Thursday, July 5, 2007

I Hate My Favorite Baseball Team

Those would be the Oakland A's, the only baseball team that I've ever been a season ticket holder. Some of the best times in my life were either spent at the park or just listening on the radio to the sublime Bill King. I've read "Moneyball" and posted to A's blogs and even been to A's fan group outings... so how has it come to this?

I still want them to win, will watch them when they are on, look to their box score first, and wear the merch, Billy Beane remains the only GM or owner in any sport that I'd piss on if he were on fire.

I just can't stand watching them.

Why? Because this year's Oakland A's team not only isn't winning that much -- at 43-41, they are 8 games out of the division and 6 games out of the wild card -- but they've also committed the cardinal sin of being no fun to watch. By valuing the subtle things that win ball games and can be found on the open market relatively cheaply, they've managed to drain the lifeblood out of the ways in which baseball can appeal on a visceral level.

Like watching a ball shoot into the gap and seeing if the hitter can go for three? The A's aren't the team for you. Despite playing half of their games in a park with funky angles and an outfield that, during football season, sends balls to the wall faster than an airport tarmac, they rank 26th in MLB in baseball's most exciting hit.

How about when your pitcher rears back with a 2-strike count and blows the hitter away with heat? Not so much with these A's, who despite the AL's best ERA, rank just 23rd in MLB in strikeouts. Blame the perpetually injured Rich Harden, the biggest tease to hit Oakland since Todd van Poppel.

Does watching young players emerge from obscurity wet your whistle? It does for me, which is why those A's teams from earlier in the decade where such a kick in the pants... and why this team is such a collection of blah.

This era gives you the failed promise of guys like Harden and Bobby Crosby. Crosby's excuse is frequent injuries, but at some point, you have to accept that hitting like Jose Hernandez is not acceptable, no matter what your excuse is.

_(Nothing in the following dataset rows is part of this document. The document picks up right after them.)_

PR #1966, opened 2016-08-07
Vectorize Evaluation implementations

akhodakivskiy:
Should work much faster

### DIFF
--- a/deeplearning4j-core/src/main/java/org/deeplearning4j/eval/Evaluation.java
+++ b/deeplearning4j-core/src/main/java/org/deeplearning4j/eval/Evaluation.java
@@ -184,55 +184,55 @@ public class Evaluation implements Serializable {
 
         // For each row get the most probable label (column) from prediction and assign as guessMax
         // For each row get the column of the true label and assign as currMax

You can also take a good whiff of Eric Chavez, who used to bear a passing resemblance to a Hall of Fame third baseman, and now looks more like a platoon player. Chavy now holds the dubious distinction of being the active player with the most home runs who has never made it to an All-Star Game, and his current .250 BA isn't going to get him an at-large invite this year, either.

I won't even get into the certifiably bad guys on the roster -- not many, because Beane is smart enough not to give knuckleheads the fuel they need to hijack a clubhouse, but still. Esteban Loiaza and his DUI is not much fun to root for, even when he isn't hurt. Arthur Rhodes and Mark Redman were such asshats, the team had to take on the ruinous contract of Jason Kendall, who is in the last year of a contract that's so bad, he should be in the NBA. ($10 million for a catcher with a breathtaking .540 OPS, which is the lowest in MLB among players with enough at-bats to measure. Tasty.)

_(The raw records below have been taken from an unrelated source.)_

PR #2003, opened 2016-08-11
Tsne

Avricot:
The main changes are :

- BarnesHutTsne doesn't extend Tsne anymore

- WeightLookupTable expect a BarnesHutTsne and build a BarnesHutTsne by default instead of a Tsne

- theta is set to 0.5 by default

- numdim isn't passed to the plot/fit method anymore, I've put the old as deprecated


Avricot:
Ok, I've just rebased against the master no more conflicts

Mind you, these A's *do* have their fun moments. Jack Cust gives hope to every beer leaguer. Dan Haren haunts the dreams of Cardinals fans who are paying for the broken-down years of Mark Mulder. Travis Buck has half of the team's triples, looks very good for his age and made Milton DL Bradley go away. Daric Barton is tearing up AAA and could be Pujolsian one day soon. Let's make it soon.

If they ever got back the myriad number of injured players, especially in the bullpen -- where the team has somehow patched together outs due mainly to the joy of being rested from the quality starting staff -- they could go on one of their traditional July/August runs that saves the year.

But for now, the team just looks like Mark Kotsay to me... a textbook defensively, means well, nice guy, tries hard, with occasional moments of power, gets the most out of his abilities... and a .622 OPS. And he ain't getting any better.

I'd rather watch Kurt Suzuki than Jason Kendall. I want to see Daric Barton now, not when the season's decided, even if that means the outfield becomes a defensive nightmare. I'd rather watch some minor-league kid than Crosby (another .622 OPS). And I can't be the only A's fan that feels this way. Let's move on to people with a future, because the present is making me feel like this guy.


Stadium Watches Kid Pass Out At Game - Watch more free videos

And the season is too long for that.

2 comments:

Mac G said...

what do you think of Swisher? I always root for that guy. Come join the Orioles and Nats fan wagon I am on, good times! kinda like castration.

DMtShooter said...

Worst possible name for a guy with a hole in his swing, but far from the team's biggest problem, and seems to enjoy his work. If he's the team's best hitter, you're going nowhere.

As for the O's/Nats... one team is ran by a complete waste of life, and the other was stolen from a city that actually lead the league in attendance before the owner poisoned the well. Karma's nasty.